I set the cookies and milk down and went back to the door. As soon as I heard the movie start again, I left my room and walked down the stairs as quietly as possible. When I reached the library, I waited for a loud part of the movie and then quickly opened the doors and, once more, went inside.

I made my way back to the filing cabinets, but every birthday-card envelope from Hana in my folder was the same—well, not exactly the same. The street name on one looked similar to
Cwpivge,
but on another, it seemed to be
Srpiug,
and on another,
Zvviue
. The only consistent letter seemed to be the
i
in the middle.

Frustrated, I closed the filing cabinet too hard, and moments later Megan opened the library doors. “Joe, what are you doing? You know you’re not supposed to be in here,” Megan said.

“I…wanted to look at my old birthday cards,” I said, doing my best to cast a look of equal parts guilt and sadness.

“You should have asked me,” Megan said sympathetically. “I would have gotten them for you.”

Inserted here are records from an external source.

PR #423, opened 2023-02-23
refactor: simplify atrtibutes normalization

nikophil:


src/Factory.php
```diff
@@ -350,33 +352,40 @@ private function normalizeAttribute(mixed $value, ?string $name = null)
...
+
+        if ($relationshipMetadata['isOwningSide']) {
+            $cascadePersist = $relationshipMetadata['cascade'];
+        } else {
+            $isCollection = $relationshipMetadata['inverseIsCollection'];
+            $relationshipField = $relationshipMetadata['inversedField'];
+            $cascadePersist = $relationshipMetadata['cascade'];
+
+            if ($this->isPersisting() && null !== $relationshipField && false === $cascadePersist) {
+                $this->afterPersist[] = static function(Proxy $proxy) use ($value, $relationshipField, $isCollection): void {
```
nikophil: I'm wondering how we could remove this "mutable" stuff (same thing in `normalizeCollection()`) :thinking: 

here is an idea: instead of returning `return self::NULL_VALUE;`, what about returning directly the callback OR an invokable object? they could be handled differently afterwards, and be called in the "post persist" phase.

Not sure how we could handle this, more over if we extract the "attributes normalization" phase afterwards, but I'll give it a try!

src/Factory.php
```diff
@@ -418,144 +434,6 @@ function(self $factory): self {
         );
     }
 
-    private function ownedRelationshipField(?string $relationName, self $factory): ?string
```
nikophil, line 422: all of these methods were just actually digging into doctrine's metadata... I've replaced them with `getRelationshipMetadata()`

src/Factory.php
```diff
@@ -389,20 +398,27 @@ private static function normalizeObject(object $object): object
         }
     }
 
-    private function normalizeCollection(?string $relationName, FactoryCollection $collection): array
+    private function normalizeCollection(string $relationName, FactoryCollection $collection): array
```
nikophil: something I've noticed here: if we replace this whole method with `return $collection->all();` the tests are not failing :shrug: 

so we'll need to understand what's really happening here, why (if?) it is needed, and how we could create a failing test case for this.

src/Factory.php
```diff
@@ -350,33 +352,40 @@ private function normalizeAttribute(mixed $value, ?string $name = null)
...
-                    };
+        if (!$objectManager instanceof EntityManagerInterface || $objectManager->getClassMetadata($value->class)->isEmbeddedClass) {
+            return $value->create()->object();
+        }
 
-                    // creation delegated to afterPersist event - return null here
-                    return self::NULL_VALUE;
-                }
-            }
+        $relationshipMetadata = self::getRelationshipMetadata($objectManager, $this->class, $name);
```
nikophil, line 380: "fun" fact: I've actually refactored all this without REALLY knowing **WHY** we are doing this

(I don't know if it is really a "fun" fact :sweat_smile: )

src/Factory.php
```diff
@@ -25,8 +28,6 @@
  */
 class Factory
 {
-    private const NULL_VALUE = '__null_value';
```
nikophil, line 28: I'm glad I manage to get rid of this thing

src/Factory.php
```diff
@@ -103,10 +104,22 @@ final public function create(array|callable $attributes = []): Proxy
...
-                $normalizedAttribute = null;
+
+            if (is_array($normalizedAttribute)) {
+                $postPersistCallbacks = [
+                    ...$postPersistCallbacks,
+                    ...array_values(array_filter($normalizedAttribute, static fn(mixed $attribute): bool => $attribute instanceof PostPersistCallback))
+                ];
+
+                $normalizedAttribute = array_values(array_filter($normalizedAttribute, static fn(mixed $attribute): bool => !$attribute instanceof PostPersistCallback));
+            }
```
nikophil, line 121: ok, there is a trick here, sometimes `normalizeAttribute()` will return arrays with some `PostPersistCallback` AND with some proxyfied objects.
So, we need to extract the callbacks on one side, and the regular attributes on the other side.

Maybe to remove this awful thing, we could make `normalizeAttribute()` return some `AttributesCollection`?

src/Factory.php
```diff
@@ -103,10 +104,22 @@ final public function create(array|callable $attributes = []): Proxy
...
+
+            if ($normalizedAttribute instanceof PostPersistCallback) {
+                $postPersistCallbacks[] = $normalizedAttribute;
+                $normalizedAttribute = $value instanceof FactoryCollection ? [] : null;
```
nikophil, line 125: this replaces the `NULL_VALUE` stuff

src/Factory.php
kbond: So the return type is: `array<string,PostPersistCallback|mixed>`?

nikophil: return type of what? `normalizeAttribute()`?

nikophil: it's `mixed|PostPersistCallback|list<mixed|PostPersistCallback>` I think

nikophil: but... then it's `mixed`  :smile:

nikophil: we return a `list<>` when we have a `X-To-Many`

kbond: Ok, yeah, that's more complex than I thought...

nikophil: actually here is the full list of what we can return:
- any scalar and any "normal" property
- objects created by a "sub" factory (`X-To-One`  with cascade:persist)
- a `PostPersistCallback` in the case of a `X-To-One` without cascade:persist
- a list of objects (`X-To-Many` with cascade:persist)
- a list of `PostPersistCallback` in the case of a `X-To-Many` without cascade:persist

and this test creates a list of `PostPersistCallback` AND objects created by the factory:
```php
        $category = create(Category::class, [
            'name' => 'bar',
            'posts' => [
                factory(Post::class, ['title' => 'Post A', 'body' => 'body']),
                create(Post::class, ['title' => 'Post B', 'body' => 'body']),
            ],
        ]);
```

kbond: Damn... so you're thinking an `AttributesCollection` could encapsulate this complexity?

nikophil: The only thing an AttributCollection will do is to hide the filtering process here I guess
But what we'd need is an abstraction and a `PersistenceAttributeCollection`
Don't know if we want such a complexity 🤔

kbond: Perhaps let's leave out for the context of this PR?

nikophil: For sure, we'll see in the next step. 

But if we create a `PersistenceAtrributesNormalizer` with a method `getPostPersistCallbacks()` (not really sure we willbe able to do this, but that would be useful) we won't need any `AttributesCollection`at all

kbond (approved):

“I didn’t want to bother you,” I lied.

Megan came and sat with me and started pawing through the filing cabinet.

“I can’t believe the way your mom saves everything,” she said, shaking her head, “but it comes in handy sometimes, huh?”

“Yes,” I said, “she even saved all my birthday cards from Hana.”

“Hana,” Megan said with a puzzled look on her face. “That name sounds familiar.”

“She was my nanny.”

“Oh, is that who she is,” Megan said. “I just sent her a thank-you card for your mom.”

WHAT!

I was pretty sure that Megan couldn’t have read Hana’s handwritten address any better than I had, which meant that I needed to look in the address book on Greta’s computer.

“Megan, where are you?” Guava’s voice ricocheted through the house.

“I’ll be there in a sec!” Megan shouted back. “Here you go,” she said, handing me the thick folder I’d just examined.

“Thanks,” I said, walking with Megan to the library doors.

“Why don’t you come and join us in the other room? You can look at your cards in there.”

I suddenly felt guilty for deceiving Megan into thinking I was looking at the cards because I was feeling sad. But I had to find out Hana’s address without seeming obvious. Otherwise, Megan might say something to Greta and Robert, and then I’d be back in the library, only this time seated across from Robert, who’d be quizzing me on why I wanted to contact my old nanny.